# Anyone use Nutro Ultra Holistic Puppy?



## Rocky's Mom (Apr 10, 2010)

I am getting Rocky off the Natural Balance Organic...he won't eat it unless I put boiled chicken with it. I am tired of cooking chicken for him and I don't want to continue that, so I heard about this food but before I buy another food does anyone have a good experience with giving this to their pup? I've been reading up and Holistic foods and thought this would be good. Thanks


----------



## janettandamber (Jan 19, 2009)

Acana pacifica ? spelling lol


----------



## poochie2 (Jan 14, 2010)

I posted a thread a few months ago about how my malt got sick from eating Nutro natural choice. The food was horrible. She had diahrrea and as soon as I stopped this food she was okay. It smells bad too. I will never ever buy Nutro food......they also have various recalls and they are also being investigated.


----------



## Nikki's Mom (Feb 13, 2008)

I am definitely *not* a fan of Nutro food.


----------



## jmm (Nov 23, 2004)

I am not a fan of Nutro. They have a history of changing their formulas without telling buyers as well as being involved in food recalls.


----------



## Ladysmom (Oct 19, 2004)

jmm said:


> I am not a fan of Nutro. They have a history of changing their formulas without telling buyers as well as being involved in food recalls.


I agree. :thumbsup:

Nutro just recalled some of their cat food a few days ago. It seems to be ongoing with this company.

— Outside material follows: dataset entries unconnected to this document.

PR #1481, opened 2020-09-24
xen-tools: Revamp mmap allocation in QEMU

temerkhanov:
Change the algorithm of mmap-based memory allocation to
reduce the amount of PTE changes


pkg/xen-tools/patches-4.14.0/13-qemu-Revamp-mmap-allocation-routine.patch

Pet food company Nutro announces recall of dry cat food | L.A. Unleashed | Los Angeles Times


----------



## Rocky's Mom (Apr 10, 2010)

What do you suggest...please name a few if you can, thank you. I'm looking for dry food but will give a little canned with it.



jmm said:


> I am not a fan of Nutro. They have a history of changing their formulas without telling buyers as well as being involved in food recalls.


----------



## Rocky's Mom (Apr 10, 2010)

Ladysmom said:


> I agree. :thumbsup:
> 
> Nutro just recalled some of their cat food a few days ago. It seems to be ongoing with this company.
> 
> Pet food company Nutro announces recall of dry cat food | L.A. Unleashed | Los Angeles Times


Thanks for this info....I see they had a recall on their dry cat food...dog food too?



jmm said:


> I am not a fan of Nutro. They have a history of changing their formulas without telling buyers as well as being involved in food recalls.


Wow...thanks for this info...what do you all suggest?



Nikki's Mom said:


> I am definitely *not* a fan of Nutro food.


Any suggestions would be appreciated...I'm glad I didn't buy it yet. This is why I ask first....you are all so helpful.



poochie2 said:


> I posted a thread a few months ago about how my malt got sick from eating Nutro natural choice. The food was horrible. She had diahrrea and as soon as I stopped this food she was okay. It smells bad too. I will never ever buy Nutro food......they also have various recalls and they are also being investigated.


YUCK!!! I just want a GOOD food he'll like, sigh....He's been on Natural Balance Organic for months...but he just doesn't like it. 



janettandamber said:


> Acana pacifica ? spelling lol


----------



## poochie2 (Jan 14, 2010)

I think Rocky is like my Vanilla. Has everchanging taste buds. These are my rotation foods. 
1. Cani-source (dehydrated raw) her favourite !
2. Acana Prairie or Pacifica
3. Merrick canned ( Grammy's pot pie, smothered chicken)
4.Fromm........seems really good but my malt will not eat it


----------



## Ladysmom (Oct 19, 2004)

Rocky's Mom said:


> Thanks for this info....I see they had a recall on their dry cat food...dog food too?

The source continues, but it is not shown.